La Presse Canadienne

HALIFAX — L’Université Dalhousie en Nouvelle-Écosse voit ses pratiques scrutées de près pour avoir enquêté sur les commentaires polarisants sur les médias sociaux d’un leader étudiant, alors que des professeurs en droit et un groupe de libertés civiles accusent l’université de censurer le discours politique.

Dans une lettre à l’université, 25 professeurs à l’École de droit Schulich de Dalhousie font valoir ce qu’ils qualifient d’importance fondamentale de préserver une communauté universitaire où le discours politique peut être florissant.
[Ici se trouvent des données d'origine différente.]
PR #2746, opened 2024-02-29
fix: (@radix-ui/react-tooltip) only allow content to be dismissed by trigger if visible

upatel32:
### Description

When the tooltip trigger is clicked before the content appears, it prevents the content from ever appearing. The change in PR allows the content to be dismissed only after when the content is visible. Subsequent clicks will dismiss the content and it will not appear again. This way the content will be visible to a user before they are able to dismiss it. 

Behavior before change:
https://github.com/radix-ui/primitives/assets/17918553/0ce84391-36c5-441e-872b-db839509966b

Behavior after change:
https://github.com/radix-ui/primitives/assets/17918553/5affe843-9b18-4362-a54d-fe6abc26e654

Additionally, I have added unit tests for the `Tooltip` component. The last text case demonstrates the fix this PR addresses.

### DIFF
--- a/packages/react/tooltip/src/Tooltip.test.tsx
+++ b/packages/react/tooltip/src/Tooltip.test.tsx
@@ -1,0 +1,121 @@
+import React from 'react';
+import { render, screen, waitFor } from '@testing-library/react';
+import * as Tooltip from '@radix-ui/react-tooltip';
+import userEvent from '@testing-library/user-event';
+
+describe('Tooltip', () => {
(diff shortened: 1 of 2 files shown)


benoitgrelard:
Hi @upatel32 this is actually by design and the intended behaviour. If a user is unfamiliar with your UI, they might hover over buttons to see if there are more information in tooltips. However if a user is familiar with it, and goes to click a button quickly, we don't think showing the tooltip even if their cursor remains over the button is good UX.

PR #2761, opened 2024-03-06
Use capture phase in `useEscapeKeydown`

### LINKED ISSUE #2653: [DismissableLayer] since Escape key is handled on document level it breaks if parent element also listens for Esc
Hello, 

Recently I've found out that Escape key is handled seprately for components like DropdownMenu and event handler for it is attached to document instead of a Content element.

Imagine a scenario where DropdownMenu is rendered inside a Parent component which also listens to escape and closes itself. How would I properly stop event propagation and close only DropdownMenu since doing something like `<DropdownMenu.Content onKeyDown={(e)=>e.stopPropagation()}` breaks it completely ?

Thanks in advance for any tips

_Originally posted by @MikeYermolayev in https://github.com/radix-ui/primitives/discussions/2644_

benoitgrelard:
Fixes #2653

### DIFF
--- a/.yarn/versions/75dcd823.yml
+++ b/.yarn/versions/75dcd823.yml
@@ -1,0 +1,18 @@
+releases:
+  "@radix-ui/react-alert-dialog": patch
+  "@radix-ui/react-context-menu": patch
+  "@radix-ui/react-dialog": patch
+  "@radix-ui/react-dismissable-layer": patch
+  "@radix-ui/react-dropdown-menu": patch
+  "@radix-ui/react-hover-card": patch
+  "@radix-ui/react-menu": patch
+  "@radix-ui/react-menubar": patch
+  "@radix-ui/react-navigation-menu": patch
+  "@radix-ui/react-popover": patch
+  "@radix-ui/react-select": patch
+  "@radix-ui/react-toast": patch
+  "@radix-ui/react-tooltip": patch
+  "@radix-ui/react-use-escape-keydown": patch
+
+declined:
+  - primitives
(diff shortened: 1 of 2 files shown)


andy-hook (approved):

diegohaz:
@jaknas I haven't tested this, but you could try stopping Radix from escaping when an Ariakit popup is open within it:

```jsx
<Dialog.Content
  ref={ref}
  onEscapeKeyDown={(event) => {
    if (ref.current?.contains("[data-open]")) {
      event.preventDefault();
    }
  }}
>
```

SebKranz:
We're also running into this issue with the HeadlessUI-Combobox. 

I'm not sure if handling escape in the capturing-phase is a good idea. From what I understand, it breaks compatibility with every component that doesn't use Radix's `<DismissableLayer>`.

By being a capturing listener at the root, there's basically no way for other components to intercept the event unless we manually add the `onEscapeKeyDown` to every component using `<DismissableLayer>` everywhere.

From the discussion, it seems like this change was made to support the inverse of this use-case, under the assumption that it would be a harmless change (https://github.com/radix-ui/primitives/issues/2653#issuecomment-1980661195). Maybe it would be worth reconsidering that decision.

diegohaz:
> This seems to work when `event.target` (or focus) is on the combobox input, but it fails to work when `event.target` is on combobox option in the popover. In that case, the popover doesn't close at all – as if Ariakit internally checks the `preventedDefault` property?

Yes, Ariakit checks `event.defaultPrevented`, and other libraries likely do the same. It seems that Radix could benefit from something like `hideOnEscape`, where you can return `true` or `false` for this specific behavior instead of relying on `event.preventDefault()`, which is meant to prevent all side effects on cancelable events.

PR #2771, opened 2024-03-11
[ScrolAreaViewport] Add `data-radix` attribute to the content element

nklhtv:
I need this data attribute to query the inner div element. Trying to avoid usage of `>div`-like queries.


nklhtv:
@vladmoroz @lucasmotta ping

Issue #1966, opened 2023-02-20
[Slider] Incorrect range mapping


latin-1:
## Bug report

Dragging the thumb or clicking on the track.

### Current Behavior

![Current Behavior](https://user-images.githubusercontent.com/44946699/220063805-838032ef-1354-4bce-8a7f-f42a2c9d753f.png)

### Expected behavior

![Expected Behavior](https://user-images.githubusercontent.com/44946699/220063843-a748ec71-9795-4e0a-88fb-839900c437fc.png)

### Reproducible example

[CodeSandbox Template](https://codesandbox.io/p/sandbox/35y3ku)

### Suggested solution

Modify the mapping function.

$$
\frac12W_{thumb}+V_{percent}(W_{track}-W_{thumb})
$$

### Additional context

Other implementations:

- https://developer.mozilla.org/en-US/docs/Web/HTML/Element/input/range
- https://react-spectrum.adobe.com/react-spectrum/Slider.html

Note: There is also another type of slider:

![Another Type](https://user-images.githubusercontent.com/44946699/220066292-858fcedf-4ab3-492a-a3d6-ff4183b17b6e.png)

- https://mui.com/material-ui/react-slider/
- https://baseweb.design/components/slider/

### Your environment

| Software         | Name(s) | Version |
| ---------------- | ------- | ------- |
| Radix Package(s) | @radix-ui/react-slider | 1.1.0 |
| React            | n/a     |         |
| Browser          |         |         |
| Assistive tech   |         |         |
| Node             | n/a     |         |
| npm/yarn         |         |         |
| Operating System |         |         |

benoitgrelard:
Hey @latin-1, the current implementation is by design. We interpolate the size of the thumb over the whole range so it doesn't get out of bounds (outside of its natural bounding box).

What is "correct" is up to interpretation, for example, our implementation matches the native input range on MacOS:

<img width="253" alt="CleanShot 2023-02-20 at 15 57 22@2x" src="https://user-images.githubusercontent.com/1539897/220152921-e4a2e68a-16f1-42df-aa83-bb2f941a3dbf.png">

That said, I agree that this is perhaps a little opinionated, and something we have discussed about revisiting at some point in the future, by potentially providing a way to opt into different positioning strategies.

latin-1:
@benoitgrelard 
You misunderstood what I meant.

[...]

PR #2806, opened 2024-03-27
[Slider] Add 'thumbAlignment' option to align thumb center with slider edges

mark-gl:
### Description

Added a `thumbAlignment` prop that provides a choice between containing thumb sliders within the track or allowing them to centre on the edges of the track. This replicates the behaviour of the [Ark](https://ark-ui.com/docs/components/slider)/[Zag.js](https://zagjs.com/components/react/slider) slider prop with the same name.

 By default, Radix's slider thumb position interpolates to ensure it stays within the track. The centred alignment option might be more convenient in some use cases, since the mouse will always be at the centre of the thumb when dragging. [MUI](https://mui.com/material-ui/react-slider/) and [Base Web](https://baseweb.design/components/slider/) use this approach as well.

This PR also adjusts the default thumb behaviour to prevent the 'jump' that occurs when dragging the thumb from the slider edges. This is achieved by ignoring cursor movements for half of the current thumb's width (or height for vertical sliders) on either edge of the track.

The two options can be visualised by the images from #1966:

#### thumbAlignment: "contain" (default)

image

#### thumbAlignment: "overflow"
image


ADTC:
Is it possible for you to add a third option to do this?

Expected Behavior

I think the `contain` option should be fixed to do this, but if the library maintainers are saying the wrong version is "by design" then let us at least have the correct version "by option" 🙂 

Maybe call it `compensate`. (Referring to the option compensating for the thumb width. See my comment in the issue.)

denzellgh (commented):
Nice work!🚀

evadecker:
Thanks for this PR! I'm currently running into the same issue — track width and border radius creates a gap at the start of the track with the current implementation. This proposal would fix the problem.

CleanShot 2024-07-08 at 10 25 23@2x

To summarize, there are two main issues with the default implementation today:

1. At small ranges the width of the `Range` creates a gap with the `Thumb`.
2. Due to the way the thumb position is interpolated across the range of the slider, it creates [cursor drift](https://github.com/radix-ui/primitives/issues/1966#issuecomment-2028195429).

Having 3 different options for a prop where two look nearly-identical and only differ in behind-the-scenes implementation feels like a confusing experience for users.

Instead of having three `thumbAlignment` options, could the default implementation (which is buggy, not actually a desirable behavior) be replaced with what @ADTC is proposing as "compensate"?

Thus we'd have two options for `thumbAlignment`:

1. `contain` (visually remains almost identical to the current implementation, but behind the scenes uses the `compensate` positioning logic proposed in #1966 to fix the gap and cursor drift)
2. ~`center`~ `overflow` (allows the thumb to break out of the slider's bounding box)*

_The name `center` feels ambiguous in that it's unclear which direction (vertical or horizontal) it refers to—`overflow` feels like a better name to me, and pairs better with `contain`._

mark-gl:
The problem I'm having with implementing a 'compensate' mode is that the slider range would either have to be always partially filled or never full in order for it to line up with the thumb consistently (here the thumb is transparent):

**Slider range at minimum**
slider-empty

**Slider range at maximum**
slider-full

To try and get around this I've put together a concept for a 'compensate' mode that keeps the original interpolation so that the slider range is still empty at the minimum and full at the maximum, but the thumb now behaves in the way you’ve described (at the slider edge, dragging the first half of the thumb has no effect). Try it out and let me know what you think:

https://mmxt9p-9009.csb.app/?path=/story/components-slider--thumb-alignment

This implementation won’t solve the issue @evadecker is having with the border radius, but I think you can work around that with some CSS pseudoelement tricks to fill the area next to the thumb similar to what I’ve done [here](https://4hhskk-6006.csb.app/?path=/story/example-mediaslider--primary) (see [MediaSlider.module.css](https://github.com/mark-gl/soprano-ui/blob/main/src/media-slider/MediaSlider.module.css)).

mark-gl:
Given that I can't think of a scenario where anyone would prefer the 'contain' behaviour over the proposed 'compensate' behaviour I linked above, I've gone ahead with @evadecker's suggestion of replacing the default behaviour and renaming the alternative mode to 'overflow'.

This does increase the scope of the PR, but hopefully it will be a suitable resolution for #1966.

ADTC:
I apologize for not responding sooner but I had kinda moved on to other things. But yes, I don't think anyone in the right mind wants a "contain" option where the mouse behaviour is weird. The "compensate" option (as I have originally described it, with two half-thumb-width fake tracks added to "center") is the right way to go and it should actually be the default behavior IMO, or at least an option.

jbobrow:
Would love to see this one resolved. It is really egregious in our use-case.

https://github.com/user-attachments/assets/76dfda51-667f-4cd9-86b8-e1b127eead57

PR #2827, opened 2024-04-10
[Tooltip] Prevent state change on unmounted component

hanselabreu:
### Description

This pull request addresses an issue where the Tooltip attempts to set state on an unmounted component, leading to potential memory leaks and unexpected behavior.

### Issue:
Currently the Tooltip attempts to update its state even after it has been unmounted. This results in warnings in the console and can lead to unpredictable behavior, particularly in asynchronous operations.

### Proposed Solution:
To fix this issue, I have implemented a check to ensure that state is only updated if the component is still mounted. This is achieved by utilizing a boolean flag (`isMountedRef`) to track the mounted state of the component. When the component is unmounted, this flag is set to `false`, preventing any state updates.


lucaspolizeli:
Good catch. I'm facing the warnings you mentioned, and I probably think this is the reason.

fslc92:
+1

dajs3010:
+1

PR #6861, opened 2025-04-24
chore(python): fix test_snippet_generator, test_generated_root_client_generator

hughhan1:
* Remove the trailing `\n` character in the `test_snipper_generator` test.
* Remove formatting assertions in the `test_generated_root_client_generator` test (taken care of by Ruff).

### DIFF
--- a/generators/python/tests/sdk/test_root_client_generator.py
+++ b/generators/python/tests/sdk/test_root_client_generator.py
@@ -1,3 +1,5 @@
+import textwrap
+
 from fern_python.codegen import AST
 from fern_python.generators.sdk.client_generator.root_client_generator import (
     RootClientGenerator,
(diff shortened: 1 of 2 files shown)


generators/python/tests/sdk/test_root_client_generator.py
```diff
@@ -52,28 +54,20 @@ def test_generated_root_client_builder() -> None:
...
-client = Acme(
-    base_url="acme.io",
-    environment=AcmeEnvironments.PRODUCTION,
-)
-"""
+    assert snippet.to_str() == textwrap.dedent(
+        """\
+        from acme.client import Acme
+        from acme.environments import AcmeEnvironments
+        client = Acme(base_url="acme.io", environment=AcmeEnvironments.PRODUCTION, )
```
amckinney, line 61: Hmm.. this looks off - why is there a `,` in the same line?

hughhan1: it’s how we generate the code. it’s different because previously we were hard coding the string during code generation, but now we’re leveraging the AST nodes.

Ruff figures out how to format it afterwards.

amckinney: Understood, thanks for that!

amckinney (approved):

PR #6871, opened 2025-04-25
fix(python): propagate headers to ApiError for websocket errors

hughhan1:
## Description
Previously, `headers` were not propagated to the generated `ApiError` for websocket errors. This change fixes that.

## Changes Made
- Implement a new `RaiseStatement` AST node type used for raising exceptions.
- Inline logic from `WebsocketConnectResponseCodeWriter` to remove indirection.
- Rewrite logic from `WebsocketConnectResponseCodeWriter` to leverage AST nodes.
- Propagate `headers` for websocket errors into `ApiError`.

## Testing

### DIFF
--- a/generators/python/sdk/versions.yml
+++ b/generators/python/sdk/versions.yml
@@ -2,7 +2,7 @@
 - version: 4.15.2
   irVersion: 57
   changelogEntry:
-    - type: feat
+    - type: fix
       summary: |
          Propagate response headers for websocket errors onto the generated `ApiError` class.
 


generators/python/sdk/versions.yml
```diff
@@ -1,4 +1,11 @@
 # For unreleased changes, use unreleased.yml
+- version: 4.15.2
```
amckinney, line 2: If we consider this a feature, let's bump the minor version. If it's a fix, then the version is good as-is.

amckinney (approved):
Test definition files look great, thanks for following up here!

PR #6887, opened 2025-04-28
feat(openapi): add support for parsing external refs in AbstractConverter/OpenAPI

sahil485:
## Description
- support for parsing definitions from external schema refs, specifically those that are publicly available over `http(s)://`

## Changes Made
- add `resolveExternalRefs()` in `AbstractConverter.ts` which takes OpenAPI and a context object as input, and uses a BFS traversal through its fields to find $refs
- after identifying refs, repeatedly calling `resolveReference` on them until either reaching an external ref or reaching a base type defined in the schema
- when an external ref is found, it is resolved and replaced in the spec just before the `convert()` calls in the `convertSchemas()` and `convertPaths()` functions of `OpenAPIConverter`
- added a function to recursively resolved schemas within external refs before changing them in the spec
- expanded url-reference test fixture with examples of external refs in requestBody, responseBody, schema, allOf, oneOf, etc.
## Testing
- tested using SPSCommerce API Spec
- test fixtures


packages/cli/api-importers/v2-importer-commons/src/AbstractConverter.ts
```diff
@@ -90,6 +92,66 @@ export abstract class AbstractConverter<Context extends AbstractConverterContext
...
+                            }
+                        }
+                    } else {
+                        queue.push(value);
+                    }
+                }
+            }
+        }
+        return spec;
+    }
```
dsinghvi, line 153: nit: this is a lot of nesting (is it possible to refactor into helper methods without more than ~3-4 levels of nesting for ease of readability

dsinghvi (commented):
@sahil485 would be great if you could some tests to the `v2-importer-tests` package with external refs

packages/cli/api-importers/openapi-to-ir/src/3.1/OpenAPIConverter.ts
```diff
@@ -127,11 +128,12 @@ export class OpenAPIConverter extends AbstractConverter<OpenAPIConverterContext3
         });
 
         for (const [id, schema] of Object.entries(this.context.spec.components?.schemas ?? {})) {
+            const partiallyResolvedSchema = await this.resolveExternalRefs({ spec: schema, context: this.context });
```
dsinghvi, line 131: can we call `this.resolveExternalRefs` with the whole spec at the beginning of the convert function instead?

packages/cli/api-importers/v2-importer-commons/src/AbstractConverter.ts
```diff
@@ -90,6 +92,64 @@ export abstract class AbstractConverter<Context extends AbstractConverterContext
...
+            if (Array.isArray(current)) {
+                await this.processArray(current, context, queue);
+            } else if (typeof current === "object") {
+                await this.processObject(current as Record<string, unknown>, context, queue);
+            }
+        }
+        return spec;
+    }
+
+    private async processArray(arr: unknown[], context: Context, queue: unknown[]): Promise<void> {
```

La lettre envoyée lundi au président du sénat de l’université, Kevin Hewitt, demande à l’organisation de ne pas «contrôler et censurer» le ton du discours politique.

Masuma Khan, un membre de la direction du conseil étudiant, a fait face à beaucoup d’opposition après avoir exhorté l’associtaion des étudiants de l’Université Dalhousie de s’abstenir de participer aux célébrations du 150e anniversaire du Canada en signe de solidarité envers les peuples autochtones.

Sur Facebook, les jeunes progressistes-conservateurs de la Nouvelle-Écosse ont réagi en disant que le conseil étudiant devrait promouvoir la fierté du pays plutôt que d’encourager au boycott d’une fête nationale.

Masuma Khan a répondu, dans un langage vulgaire, qu’il ne voyait pas de raison d’être fière de la colonisation et de célébrer plus de 400 ans de génocide, tout en terminant sa phrase avec le mot-clic «la fragillité blanche».

Ses commentaires ont suscité une plainte officielle d’un autre étudiant alléguant qu’il avait fait preuve de discrimination envers les Blancs.

Le comité de discipline de l’université a accepté d’entendre la plainte. Masuma Khan faisait parti du comité de discipline mais il s’est retiré en attendant l’issue de son cas.

Le comité devrait examiner la plainte contre lui en novembre ou en décembre.

Dimanche, l’Ontario Civil Liberties Association a accusé l’université d’utiliser ses pouvoirs disciplinaires pour réprimer l’expression politique et la liberté d’expression.

Dans une lettre adressée au président de l’Université Dalhousie, Richard Florizone, le groupe a demandé à l’université d’abroger ses politiques qui, selon lui, sont incompatibles avec les valeurs fondamentales du Canada en matière de liberté de pensée et d’expression.